» **BRIEF**: Whenever a line below includes the string "abis", show it.

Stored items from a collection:
◆ ◆ ◆ ◆

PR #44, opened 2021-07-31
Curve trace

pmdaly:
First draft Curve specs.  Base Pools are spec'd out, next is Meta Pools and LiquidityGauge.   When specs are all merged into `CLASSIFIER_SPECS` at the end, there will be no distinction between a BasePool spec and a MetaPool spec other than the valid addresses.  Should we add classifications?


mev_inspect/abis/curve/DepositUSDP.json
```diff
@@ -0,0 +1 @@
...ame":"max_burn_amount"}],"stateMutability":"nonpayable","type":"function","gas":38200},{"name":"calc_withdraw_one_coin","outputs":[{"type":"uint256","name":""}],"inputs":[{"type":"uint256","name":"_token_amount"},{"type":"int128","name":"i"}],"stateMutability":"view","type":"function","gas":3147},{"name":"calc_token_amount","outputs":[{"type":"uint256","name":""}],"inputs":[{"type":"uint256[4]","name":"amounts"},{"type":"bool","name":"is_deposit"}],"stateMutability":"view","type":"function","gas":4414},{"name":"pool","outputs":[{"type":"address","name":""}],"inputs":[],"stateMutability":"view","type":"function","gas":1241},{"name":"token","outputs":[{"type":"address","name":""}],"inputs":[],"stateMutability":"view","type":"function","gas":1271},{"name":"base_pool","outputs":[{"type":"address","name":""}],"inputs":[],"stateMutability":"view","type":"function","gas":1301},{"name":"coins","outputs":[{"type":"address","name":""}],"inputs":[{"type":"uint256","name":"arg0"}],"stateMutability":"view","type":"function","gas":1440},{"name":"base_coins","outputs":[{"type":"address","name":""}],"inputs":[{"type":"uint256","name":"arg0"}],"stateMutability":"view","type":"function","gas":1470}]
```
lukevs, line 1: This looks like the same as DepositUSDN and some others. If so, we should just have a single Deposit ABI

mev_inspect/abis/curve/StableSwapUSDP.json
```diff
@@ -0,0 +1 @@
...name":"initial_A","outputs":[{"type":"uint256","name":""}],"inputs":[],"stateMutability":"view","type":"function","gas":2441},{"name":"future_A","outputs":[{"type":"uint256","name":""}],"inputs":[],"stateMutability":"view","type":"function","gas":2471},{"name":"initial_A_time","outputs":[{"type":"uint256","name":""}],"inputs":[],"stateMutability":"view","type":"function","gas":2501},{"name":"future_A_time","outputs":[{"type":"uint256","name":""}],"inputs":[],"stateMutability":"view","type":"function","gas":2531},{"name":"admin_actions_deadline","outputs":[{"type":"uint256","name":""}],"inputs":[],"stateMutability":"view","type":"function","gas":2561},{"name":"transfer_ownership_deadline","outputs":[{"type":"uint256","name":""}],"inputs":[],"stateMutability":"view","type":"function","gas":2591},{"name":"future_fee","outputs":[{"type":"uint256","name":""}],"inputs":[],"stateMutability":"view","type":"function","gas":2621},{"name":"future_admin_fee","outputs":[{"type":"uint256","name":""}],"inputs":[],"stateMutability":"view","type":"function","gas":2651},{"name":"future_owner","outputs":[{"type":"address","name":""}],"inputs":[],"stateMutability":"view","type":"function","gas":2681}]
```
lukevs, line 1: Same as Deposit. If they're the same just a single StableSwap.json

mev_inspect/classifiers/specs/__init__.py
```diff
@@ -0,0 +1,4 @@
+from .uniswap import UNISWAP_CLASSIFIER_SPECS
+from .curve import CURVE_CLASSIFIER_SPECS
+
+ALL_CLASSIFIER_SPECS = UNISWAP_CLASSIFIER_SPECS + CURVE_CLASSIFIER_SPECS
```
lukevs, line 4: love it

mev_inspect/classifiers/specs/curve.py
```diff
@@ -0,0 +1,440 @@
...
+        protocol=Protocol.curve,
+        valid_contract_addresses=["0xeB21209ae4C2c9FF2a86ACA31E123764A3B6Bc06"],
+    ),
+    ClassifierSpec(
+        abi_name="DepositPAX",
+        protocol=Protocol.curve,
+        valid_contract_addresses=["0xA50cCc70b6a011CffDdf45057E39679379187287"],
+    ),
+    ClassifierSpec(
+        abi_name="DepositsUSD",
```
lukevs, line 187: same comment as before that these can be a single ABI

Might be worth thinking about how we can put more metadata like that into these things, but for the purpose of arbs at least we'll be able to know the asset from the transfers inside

◆ ◆ ◆ ◆

» **EXPECTED OUTPUT**:
mev_inspect/abis/curve/DepositUSDP.json
mev_inspect/abis/curve/StableSwapUSDP.json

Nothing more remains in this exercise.